改訂新版 世界大百科事典 「バナト」の意味・わかりやすい解説

バナト
Banat

東ヨーロッパの地域名。歴史的には北はムレシュ川,西はティサ川,南はドナウ川,東は西カルパチ山脈に囲まれた方形の地域を指し,現在はその大部分ルーマニア,一部がユーゴスラビアに属している。ルーマニア語ではバナトゥルBanatul,セルビア語ではバナートBanat,ハンガリー語ではバーナートBánátまたはバーンシャーグBánság。この地名は南スラブ語のバンban(〈主人〉〈支配者〉の意)に由来し,バンの支配領域を指していた。15世紀までハンガリー王国領だったが,モハーチの戦(1526)ののちオスマン帝国領となり,ティミショアラ・パシャリク(ハンガリー語ではテメシュバール・パシャリク)がつくられた。1718年パッサロビツ条約によってオーストリア領になると,南部国境を防衛する軍事境界地帯に一時編入されたが,のちこの地方はティミシュ・バナト(ハンガリー語ではテメシ・バーンシャーグ)として独自の行政単位をなすようになった。この地方はオスマン帝国の中欧侵略の時代には攻撃の主要ルートにあたり,また18世紀後半からオーストリアの反攻が開始されるとたびたび戦火に見舞われ,このため住民は離散し農業も衰退した。そこで18世紀以降オーストリアのウィーン政府は新たに獲得した領土への植民政策を行い,ルーマニア人,セルビア人,マジャール人スロバキア人,ブルガリア人のほかに多数のドイツ人(バナトのシュワーベン人とよばれる)を移住させ,種々の特権を与えて農業経営の向上に役立たせた。またこの地方は農耕に適するばかりでなく,地下資源鉄鉱石炭ボーキサイト等)にも恵まれているので,とくに金属工業(代表的なものにレシツァ製鉄所)を発達させ,都市にもドイツ的影響がみられた。1779年からハンガリー領,1867年からオーストリア・ハンガリー二重帝国領となったが,この間に経済の発展とともに社会問題,とくに民族問題が激しくなり,ルーマニア人やセルビア人の民族運動の重要な中心地の一つとなった。
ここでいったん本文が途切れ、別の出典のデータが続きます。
PR #353, opened 2022-10-16
updated inputDecode to parse params

kautukkundan:
## What is this PR doing?
- Update useInputDecode hook to use samczun's Eth signature database - https://sig.eth.samczsun.com. It has much better support for different kinds of function signatures and extends parity's onchain registry
-  Updated Confirmation box to decode the function params

Before             |  After
:-------------------------:|:-------------------------:
Screenshot_2022-10-11_at_10 40 34_AM  |  Screenshot 2022-10-16 at 6 27 56 PM

Pull latest version and build 

## Checklist

## Guidelines

### DIFF
--- a/extension/source/Confirm/TransactionCard.tsx
+++ b/extension/source/Confirm/TransactionCard.tsx
@@ -40,10 +40,11 @@ const TransactionCard: React.FC<SendTransactionParams> = ({
           <div className="text-[9pt] mt-2 font-mono">
             {loading
               ? 'loading params...'
-              : args.map((arg, i) => (
-                  <div key={i}>
-                  {i + 1}. {arg.toString()}
-                </div>
+              : // prettier-ignore
+                args.map((arg, i) => (
+                  <div key={arg}>
+                    {i + 1}. {arg.toString()}
+                  </div>
                 ))}
           </div>
         </div>
--- a/extension/source/Confirm/TransactionCard.tsx
+++ b/extension/source/Confirm/TransactionCard.tsx
@@ -14,7 +14,7 @@ const TransactionCard: React.FC<SendTransactionParams> = ({
   gas,
   gasPrice,
 }) => {
-  const { loading, method } = useInputDecode(data || '0x', to);
+  const { loading, method, args } = useInputDecode(data || '0x');
 
   return (
     <div className="bg-white rounded-md p-4 border border-blue-400">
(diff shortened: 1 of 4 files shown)


extension/source/Confirm/TransactionCard.tsx
```diff
@@ -37,7 +37,16 @@ const TransactionCard: React.FC<SendTransactionParams> = ({
         <div className="break-all">
           details:{' '}
           <span className="font-bold">{loading ? 'loading...' : method}</span>
-          <div className="text-[9pt] mt-2 font-normal">{data}</div>
+          <div className="text-[9pt] mt-2 font-mono">
+            {loading
+              ? 'loading params...'
+              : // prettier-ignore
```
kautukkundan, line 43: was getting too strict with number of spaces to leave at each line hence ignored

jacque006:
Another decoding source to consider in the future: https://sourcify.dev/

extension/source/hooks/useInputDecode.tsx
```diff
@@ -2,100 +2,52 @@ import { ethers } from 'ethers';
...
     };
 
     if (functionData) {
       getMethod();
     }
-  }, [functionData, to, quill]);
+  }, [functionData, quill]);
 
-  return { loading, method };
+  return { loading, method, args: allArgs };
```
jacque006, line 52: It might be a good idea to memoize this to prevent unnecessary renders in consuming components.

jacque006 (approved):

extension/source/hooks/useInputDecode.tsx
kautukkundan: This one's a bit tricky. This hook is called inside TransactionCard component at the top level and the component is only consumed in [Confirm](https://github.com/web3well/bls-wallet/blob/main/extension/source/Confirm/Confirm.tsx#L111) component. 

The way it's setup is that when a multi-action tx is called, it renders a a new TransactionCard with the current tx calldata as "props". When user uses the arrows to move to the next tx the props given to TransactionCard change which triggers a re-render. Re-rendering will always take place because the props change and since the value changes are handled in a custom hook, memoizing the values won't be helpful here - [reference](https://reactjs.org/docs/react-api.html#reactmemo). 

The only way to get some performance benefit is by caching the API call itself. Can go this route if you think it's useful. The current thought is to use session storage for storing the calldata-functionSig pair. Shouldn't be big.

kautukkundan:
> Another decoding source to consider in the future: https://sourcify.dev/

Yeah! There's a small catch though, sourcify will only work if the contracts are already verified
from the website -
> Goodbye YOLO signing 👋. Decode contract interactions with the verified contract's ABI and [NatSpec comments](https://docs.soliditylang.org/en/develop/natspec-format.html) . Show wallet users meaningful information instead of hex strings. 

samczun's database should work for _most_ unverified contracts as well

extension/source/hooks/useInputDecode.tsx
jacque006: Ah ok then yes, we can leave as is. Caching would make sense for more frequent interactions, but is likely overkill at this point. Can do that as separate work if needed.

第1次世界大戦後のトリアノン条約,セーブル条約(ともに1920)によって,バナトの約3分の2はルーマニア領,残りはユーゴスラビア領に編入され,以後それぞれの統一国家に重要な産業地帯として組み入れられた。第2次世界大戦中はドイツに占領されたが,戦後パリ条約(1947)によって旧領土に復した。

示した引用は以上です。